* Stored data
Start of Block

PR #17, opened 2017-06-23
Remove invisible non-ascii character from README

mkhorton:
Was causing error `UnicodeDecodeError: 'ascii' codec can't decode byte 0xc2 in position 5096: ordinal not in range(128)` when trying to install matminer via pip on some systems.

End of Block
Start of Block

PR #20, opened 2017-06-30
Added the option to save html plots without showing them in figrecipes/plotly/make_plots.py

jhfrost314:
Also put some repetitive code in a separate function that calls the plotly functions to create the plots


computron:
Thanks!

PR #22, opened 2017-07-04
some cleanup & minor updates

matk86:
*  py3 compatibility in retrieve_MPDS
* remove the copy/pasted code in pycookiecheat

End of Block

* The task
When you find a line in the records that contains the word "ascii", copy it.

* Task result
Remove invisible non-ascii character from README
Was causing error `UnicodeDecodeError: 'ascii' codec can't decode byte 0xc2 in position 5096: ordinal not in range(128)` when trying to install matminer via pip on some systems.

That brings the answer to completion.